Stored data
+--

PR #5884, opened 2019-12-20
[Lorisform] label vs option vs attribute function misuses/wrong signatures

lingma:
## Brief summary of changes

The initial third parameters of the form elements were set as the initial fourth parameters somehow in the program, this is clearly a bug. Often options are mixed with attributes, or options are passed to label. This will create confusion for programmer. Unfortunately since the same problem existed in the previous versions, migrations will become difficult once the patch has been applied. The system will show warnings if the patch would not be applied.

[**Important**] Possible impact:
Some old instruments will stop displaying correctly once being migrated, the verification required besides some function signatures changes, including `setup`, `score`. 

The old format could be working in the following way (_I just pass the label at the wrong place to make the system work, not sure whether there are other peoples who were coding in this way._):
`$this->form->createElement('static', null, null, "label");`

The new format:
`$this->form->createElement('static', null, "label");`

The instrument migration fix could be easy with a full text replacement, with verification.

The removal of the variable `$closer` is not too much related with the main task.

Note: I noticed that the [wiki](https://github.com/aces/Loris/wiki/Instrument-Groups) manual uses the format:
`$group[] =& $this->form->createElement("static", null, null, "<label>");`

1.

N/A

### DIFF
--- a/php/libraries/LorisForm.class.inc
+++ b/php/libraries/LorisForm.class.inc
@@ -1959,11 +1959,11 @@ class LorisForm
     ) {
         switch($type) {
         case 'text':
-            return $this->createText($elname, $label, $options);
+            return $this->createText($elname, $label, $attribs);
         case 'select':
             return $this->createSelect($elname, $label, $options, $attribs);
         case 'submit':
-            return $this->createSubmit($elname, $label, $options);
+            return $this->createSubmit($elname, $label, $attribs);
         case 'static':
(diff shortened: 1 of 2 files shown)


lingma:
doc modification and removal of the variable **`$closer`**

lingma:
This PR has been recreated and combined with PR #5886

+--

Every entry should be retyped exactly as shown.

PR #5884, opened 2019-12-20
[Lorisform] label vs option vs attribute function misuses/wrong signatures

lingma:
## Brief summary of changes

The initial third parameters of the form elements were set as the initial fourth parameters somehow in the program, this is clearly a bug. Often options are mixed with attributes, or options are passed to label. This will create confusion for programmer. Unfortunately since the same problem existed in the previous versions, migrations will become difficult once the patch has been applied. The system will show warnings if the patch would not be applied.

[**Important**] Possible impact:
Some old instruments will stop displaying correctly once being migrated, the verification required besides some function signatures changes, including `setup`, `score`. 

The old format could be working in the following way (_I just pass the label at the wrong place to make the system work, not sure whether there are other peoples who were coding in this way._):
`$this->form->createElement('static', null, null, "label");`

The new format:
`$this->form->createElement('static', null, "label");`

The instrument migration fix could be easy with a full text replacement, with verification.

The removal of the variable `$closer` is not too much related with the main task.

Note: I noticed that the [wiki](https://github.com/aces/Loris/wiki/Instrument-Groups) manual uses the format:
`$group[] =& $this->form->createElement("static", null, null, "<label>");`

1.

N/A

### DIFF
--- a/php/libraries/LorisForm.class.inc
+++ b/php/libraries/LorisForm.class.inc
@@ -1959,11 +1959,11 @@ class LorisForm
     ) {
         switch($type) {
         case 'text':
-            return $this->createText($elname, $label, $options);
+            return $this->createText($elname, $label, $attribs);
         case 'select':
             return $this->createSelect($elname, $label, $options, $attribs);
         case 'submit':
-            return $this->createSubmit($elname, $label, $options);
+            return $this->createSubmit($elname, $label, $attribs);
         case 'static':
(diff shortened: 1 of 2 files shown)


lingma:
doc modification and removal of the variable **`$closer`**

lingma:
This PR has been recreated and combined with PR #5886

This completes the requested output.